Insurance Business Australia lets you compare various policies from more than 25 companies. Even handier is this cyber insurance comparison tool. It lets you fill out a quick form with a few company details and enables you to compare policies from some of the top providers, including CGU, Chubb, Allianz, AIG, Dual, and Emergence.

Tips for protecting against cyber attacks

While it’s a good idea to be covered by cyber insurance, it’s far better to avoid issues in the first place. We’ve put together a guide to small data business protection as well as a post for helping small businesses improve cybersecurity without breaking the bank. These two articles provide a wealth of information on the best practices and tools you can use to step up your cybersecurity strategy.

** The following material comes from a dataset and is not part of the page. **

PR #897, opened 2016-12-01
Re-add patchset

ohnx:
Don't think it should have been removed, as a lot of changes were made in https://github.com/haikuports/haikuports/commit/1ac39b83d173defd7db80c12ff2f57f8845eb41f. A small change like https://github.com/haikuports/haikuports/commit/1ac39b83d173defd7db80c12ff2f57f8845eb41f#diff-833e49ab9e6069299e254050cccb7874L43 might have gone unnoticed.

In case you don’t have time to read those right now, below are some of our top tips to keep your business secure against cybercrime.

Here’s how to protect your small business from cybercrime:

  1. Use common sense in everyday activities, such as using strong passwords and treating emails from unknown senders with suspicion.
  2. Always keep at least one backup of all data. Hard drive backups can be helpful but online backup tools like iDrive and Backblaze can be convenient and aren’t liable to physical damage like external hard drives are.
  3. Use an antivirus to help detect and remove viruses and other types of malware, such as ransomware and spyware.
  4. Secure internet connections with a Virtual Private Network (VPN). This will encrypt all internet traffic, making it unreadable to a third party. See our list of the best VPNs for small businesses.
  5. Limit the amount of data that is available in public domains and be cautious about what is shared by you and your employees online. Many companies have a social media policy in place both for security and PR reasons.
  6. Teach staff about cyber threats and how to avoid them, including avoiding suspicious emails and links and verifying the ID of callers over the phone.